=== Section Start ===

PR #382, opened 2018-08-29
Arbitration refunds. Relative finalization window.

nick:

### Checklist:

### Description:

Adds support for refunds in arbitration as well as relative finalization windows.

### DIFF
--- a/contracts/contracts/marketplace/v00/Marketplace.sol
+++ b/contracts/contracts/marketplace/v00/Marketplace.sol
@@ -8,7 +8,7 @@ pragma solidity ^0.4.23;
  */
 
 contract IArbitrator {
-  function createDispute(uint listingID, uint offerID) external returns (uint);
+  function createDispute(uint listingID, uint offerID, uint refund) external returns (uint);
 }
 
 contract ERC20 {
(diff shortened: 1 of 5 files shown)


contracts/contracts/marketplace/v00/Marketplace.sol
```diff
@@ -184,6 +184,9 @@ contract V00_Marketplace {
     require(msg.sender == listing.seller);
     require(offer.status == 1); // Offer must be in state 'Created'
     require(listing.deposit >= offer.commission);
+    if (offer.finalizes < 1000000000) { // Relative finalization window
+      offer.finalizes = now + offer.finalizes;
```
tyleryasaka: Why can't we just do this in javascript?

nick: This line is basically deciding whether offer.finalizes should be treated as an absolute timestamp or an offset in seconds. If it's an offset (ie < 1,000,000,000) then it's added to the current time. We're basically letting offer.finalizes represent two things to save some gas and keep the contract code simple. We have to do it on-chain as otherwise the seller could set it to `now` and immediately finalize without necessarily delivering the goods.

tyleryasaka: I see now. Makes sense.

PR #383, opened 2018-08-29
Return a `unitsAvailable` property for each listing resource

### LINKED ISSUE #379: Handle Listing Quantity
There are a few cases that deal with a listing's quantity, which we should prioritize in the following order:

1. A single-unit listing sells - We need to be able to determine that it is "sold out" and prevent more sales. (Q3)
2. A sale occurs for a multi-unit listing - We need to know how many available units are remaining and conditionally prevent more sales. (not likely Q3)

=== Section End ===

▶ **Directions for this task**
Set out the records again, exactly as they appear above.

▶ **Reply to the task**
PR #382, opened 2018-08-29
Arbitration refunds. Relative finalization window.

nick:

### Checklist:

### Description:

Adds support for refunds in arbitration as well as relative finalization windows.

### DIFF
--- a/contracts/contracts/marketplace/v00/Marketplace.sol
+++ b/contracts/contracts/marketplace/v00/Marketplace.sol
@@ -8,7 +8,7 @@ pragma solidity ^0.4.23;
  */
 
 contract IArbitrator {
-  function createDispute(uint listingID, uint offerID) external returns (uint);
+  function createDispute(uint listingID, uint offerID, uint refund) external returns (uint);
 }
 
 contract ERC20 {
(diff shortened: 1 of 5 files shown)


contracts/contracts/marketplace/v00/Marketplace.sol
```diff
@@ -184,6 +184,9 @@ contract V00_Marketplace {
     require(msg.sender == listing.seller);
     require(offer.status == 1); // Offer must be in state 'Created'
     require(listing.deposit >= offer.commission);
+    if (offer.finalizes < 1000000000) { // Relative finalization window
+      offer.finalizes = now + offer.finalizes;
```
tyleryasaka: Why can't we just do this in javascript?

nick: This line is basically deciding whether offer.finalizes should be treated as an absolute timestamp or an offset in seconds. If it's an offset (ie < 1,000,000,000) then it's added to the current time. We're basically letting offer.finalizes represent two things to save some gas and keep the contract code simple. We have to do it on-chain as otherwise the seller could set it to `now` and immediately finalize without necessarily delivering the goods.

tyleryasaka: I see now. Makes sense.

PR #383, opened 2018-08-29
Return a `unitsAvailable` property for each listing resource

### LINKED ISSUE #379: Handle Listing Quantity
There are a few cases that deal with a listing's quantity, which we should prioritize in the following order:

1. A single-unit listing sells - We need to be able to determine that it is "sold out" and prevent more sales. (Q3)
2. A sale occurs for a multi-unit listing - We need to know how many available units are remaining and conditionally prevent more sales. (not likely Q3)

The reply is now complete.